Work item:
Determine which lines of the records include the word "cleanup", and copy them.
▶
PR #305, opened 2015-11-08
remove unnecessary usages of await

TerribleDev:
awaiting a return of a task object is unnecessary


davidfowl:
:shipit:

rustd:
@joeloff can you please merge this into dev

PR #319, opened 2015-11-15
Remove duplicate declarations for .carousel-caption class

peterblazejewicz:
The z-index property is already declared in original Bootstrap CSS:

``` css
.carousel-caption {
  position: absolute;
  ...
  bottom: 20px;
  z-index: 10;
  padding-top: 20px;
  ...
```

http://git.io/v4GRF
The duplicated declarations are only adding noise to source code
of templates - which are supposed to be used as guides (why someone
should start to wonder what is a purpose of these z-index declarations?)

Thanks!


rustd:
:shipit: @joeloff this should be merged into dev

Issue #316, opened 2015-11-13
Use C# expression-bodied members to cleanup MVC controller code


scottaddie:
In the "StarterWeb" template's `HomeController.cs` file, there's not much to the `Index` and `Error` action methods. This would be a perfect opportunity to demonstrate the use of C# expression-bodied members. I see the benefits as two-fold:
1. It would raise awareness of a new language feature
2. It would cleanup the code a little bit

Here are the exact changes I'm proposing:

``` c#
public IActionResult Index() => View();
public IActionResult Error() => View();
```

If everyone is okay with this idea, I'll submit a PR for it.

herecydev:
:+1:

Eilon:
I would say it's a non-goal to use the project templates to raise awareness of new language features. Otherwise we'd fill up the templates with lots of new syntax to demo the features.

So the question really is whether the new code is cleaner or not and still is useful for the sake of the template.

One thing to keep in mind with the templates is that they sometimes have extra stuff in them because the idea is that the template is not already a finished application. Rather, it is intended as a starting point that has a lot of details left to be filled in. Do we expect more code to be added to the `Index()` and `Error()` actions? I think for the `Index()` action the answer is definitely _yes_. So if it's changed to use an expression-bodied member, it becomes _more_ work for the user to convert it back to a method-bodied method (I just invented a new term :smile: ) so that the code can be added.

scottaddie:
@Eilon Knowing that feature awareness isn't a goal of the templates, I do see your point with the `Index` action method. It likely will be modified by the developer. However, I would still argue that the default `Error` action method sees much more infrequent modification. What about applying the new syntax just to that method?

Eilon:
For the `Error` method I could see it either way, no strong opinion from me. The new templates (as of RC1) do already have an expression-bodied member in them: https://github.com/aspnet/Templates/blob/dev/src/Rules/StarterWeb/AI/NoAuth/Startup.cs#L74

So, flip a coin perhaps :smile:

rustd:
I don't think we should change the Error method. If the user wants to modify the method, this pattern makes it harder. This pattern makes it harder to customize the code. In the Startup.cs chances are they will not modify it so it is fine to have it but IMO the Error method is something that should be easy to customize.

rustd:
@scottaddie I am closing this issue as a Won't Fix.

PR #322, opened 2015-11-18
Use expression bodied member in HomeController Error method

scottaddie:
I modified the StarterWeb project's HomeController Error action method to use a C# expression bodied member. My experience has been that this action method rarely deviates from the default template code, making it a perfect fit for this new C# feature. I considered doing the same for the Index action method; however, that method does often consist of much more than a return statement.

See [this issue](https://github.com/aspnet/Templates/issues/316) for the discussion leading up to this PR.


phenning:
Closing this since the underlying issue was closed as Won't Fix.

Issue #324, opened 2015-11-19
Remove duplicate btn-default class


sayedihashimi:
In https://github.com/aspnet/Templates/blob/dev/src/BaseTemplates/StarterWeb/Views/Home/Index.cshtml we have duplicate instances of `btn-default`.

If you recall one of the first PRs here https://github.com/aspnet/Templates/pull/210 was from @spboyer to fix this here.

As you know we get content from this repo and push to [generator-aspnet](https://github.com/OmniSharp/generator-aspnet/).

We've already fixed this two times in generator-aspnet. I don't understand why this keeps coming back, it's really annoying and an indication that the content here is not being carefully reviewed.

@barrytang @phenning @rustd since this is a regression (multiple times) which has also regressed OmniSharp (two times) I think we need a unit test to catch this to ensure that it doesn't happen again.

phenning:
@sayedihashimi I've sent a review out for to fix the regression. 

I think the regression happened when we did this large commit that included bower component content: ce02c500fe904e640ccc1b869223e48c74e58951. 

Large commits like this tend to be difficult to review via GitHub UI, so to mitigate, we should try to isolate bower component updates from other content updates, that will make it more likely that the content we author is reviewed more thoroughly.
◀
Response:
Use C# expression-bodied members to cleanup MVC controller code
2. It would cleanup the code a little bit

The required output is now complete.